# LISTED ENTRIES:
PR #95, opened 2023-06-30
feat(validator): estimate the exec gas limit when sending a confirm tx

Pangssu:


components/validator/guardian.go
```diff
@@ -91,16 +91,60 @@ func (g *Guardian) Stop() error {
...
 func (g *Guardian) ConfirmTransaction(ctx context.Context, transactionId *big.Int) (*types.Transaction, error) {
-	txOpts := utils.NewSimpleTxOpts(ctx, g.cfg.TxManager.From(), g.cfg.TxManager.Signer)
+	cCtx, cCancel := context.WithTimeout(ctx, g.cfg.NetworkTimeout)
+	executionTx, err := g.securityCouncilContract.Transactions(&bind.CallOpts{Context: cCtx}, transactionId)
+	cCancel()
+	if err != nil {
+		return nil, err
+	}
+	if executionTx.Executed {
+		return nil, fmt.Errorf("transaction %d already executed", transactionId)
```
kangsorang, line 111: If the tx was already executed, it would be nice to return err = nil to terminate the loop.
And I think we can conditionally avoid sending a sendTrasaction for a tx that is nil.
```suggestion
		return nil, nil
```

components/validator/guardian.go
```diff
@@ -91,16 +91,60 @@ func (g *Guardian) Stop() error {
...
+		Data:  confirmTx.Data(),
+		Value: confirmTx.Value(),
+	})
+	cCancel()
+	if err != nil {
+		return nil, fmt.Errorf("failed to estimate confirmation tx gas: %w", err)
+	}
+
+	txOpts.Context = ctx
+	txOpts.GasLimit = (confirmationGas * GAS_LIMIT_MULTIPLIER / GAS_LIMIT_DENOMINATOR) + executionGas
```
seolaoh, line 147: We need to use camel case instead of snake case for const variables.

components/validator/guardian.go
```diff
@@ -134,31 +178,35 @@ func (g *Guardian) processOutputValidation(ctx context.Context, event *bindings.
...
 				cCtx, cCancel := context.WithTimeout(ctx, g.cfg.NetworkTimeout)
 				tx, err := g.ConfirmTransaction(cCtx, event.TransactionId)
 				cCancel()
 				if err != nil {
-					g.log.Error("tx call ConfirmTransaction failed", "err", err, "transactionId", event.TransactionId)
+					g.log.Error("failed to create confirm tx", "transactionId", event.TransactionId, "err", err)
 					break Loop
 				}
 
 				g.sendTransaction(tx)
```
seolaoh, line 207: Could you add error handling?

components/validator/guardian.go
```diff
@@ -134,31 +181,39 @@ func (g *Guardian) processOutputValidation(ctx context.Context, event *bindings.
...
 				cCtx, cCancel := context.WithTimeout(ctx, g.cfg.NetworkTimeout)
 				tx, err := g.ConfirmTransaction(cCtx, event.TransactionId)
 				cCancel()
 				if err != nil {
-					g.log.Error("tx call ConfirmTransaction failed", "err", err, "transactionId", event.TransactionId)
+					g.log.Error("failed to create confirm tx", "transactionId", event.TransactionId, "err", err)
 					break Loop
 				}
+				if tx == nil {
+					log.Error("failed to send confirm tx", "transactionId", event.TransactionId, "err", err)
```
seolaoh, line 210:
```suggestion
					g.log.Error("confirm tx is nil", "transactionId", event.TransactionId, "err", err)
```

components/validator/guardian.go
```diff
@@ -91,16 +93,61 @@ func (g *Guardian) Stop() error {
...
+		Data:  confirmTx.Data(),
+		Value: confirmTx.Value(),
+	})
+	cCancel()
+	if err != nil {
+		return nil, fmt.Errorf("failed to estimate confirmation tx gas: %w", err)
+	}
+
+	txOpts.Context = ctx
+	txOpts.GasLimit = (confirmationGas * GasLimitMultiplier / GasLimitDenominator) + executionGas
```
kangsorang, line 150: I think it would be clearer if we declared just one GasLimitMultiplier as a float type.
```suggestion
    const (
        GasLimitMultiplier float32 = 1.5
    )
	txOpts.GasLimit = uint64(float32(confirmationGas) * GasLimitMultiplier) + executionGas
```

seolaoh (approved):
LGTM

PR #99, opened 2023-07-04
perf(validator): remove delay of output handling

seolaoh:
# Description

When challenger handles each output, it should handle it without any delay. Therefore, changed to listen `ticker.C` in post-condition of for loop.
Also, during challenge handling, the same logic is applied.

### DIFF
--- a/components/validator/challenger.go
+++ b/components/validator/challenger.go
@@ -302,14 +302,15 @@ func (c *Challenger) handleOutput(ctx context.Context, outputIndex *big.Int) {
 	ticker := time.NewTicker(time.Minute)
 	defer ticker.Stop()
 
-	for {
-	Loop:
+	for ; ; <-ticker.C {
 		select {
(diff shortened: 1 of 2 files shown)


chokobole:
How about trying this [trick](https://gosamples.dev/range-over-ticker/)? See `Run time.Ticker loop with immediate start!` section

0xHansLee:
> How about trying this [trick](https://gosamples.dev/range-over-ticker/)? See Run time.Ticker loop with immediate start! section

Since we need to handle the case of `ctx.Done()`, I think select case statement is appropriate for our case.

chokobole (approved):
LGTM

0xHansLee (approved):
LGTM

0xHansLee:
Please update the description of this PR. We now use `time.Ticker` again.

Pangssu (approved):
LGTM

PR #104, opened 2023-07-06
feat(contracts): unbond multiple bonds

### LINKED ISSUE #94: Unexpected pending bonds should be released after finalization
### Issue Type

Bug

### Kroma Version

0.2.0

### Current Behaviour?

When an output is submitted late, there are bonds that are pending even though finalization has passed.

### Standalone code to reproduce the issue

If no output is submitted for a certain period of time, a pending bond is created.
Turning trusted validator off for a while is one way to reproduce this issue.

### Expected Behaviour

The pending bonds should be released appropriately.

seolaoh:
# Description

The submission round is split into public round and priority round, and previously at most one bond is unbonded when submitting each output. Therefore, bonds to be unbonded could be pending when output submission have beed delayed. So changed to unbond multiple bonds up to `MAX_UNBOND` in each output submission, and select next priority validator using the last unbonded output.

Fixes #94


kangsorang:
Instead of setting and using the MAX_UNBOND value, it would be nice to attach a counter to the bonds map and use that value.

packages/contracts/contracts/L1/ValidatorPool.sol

# AIM OF THE EXERCISE:
Please show the lines in the entries above that hold the string "feat".

# EXERCISE ANSWER:
feat(validator): estimate the exec gas limit when sending a confirm tx
feat(contracts): unbond multiple bonds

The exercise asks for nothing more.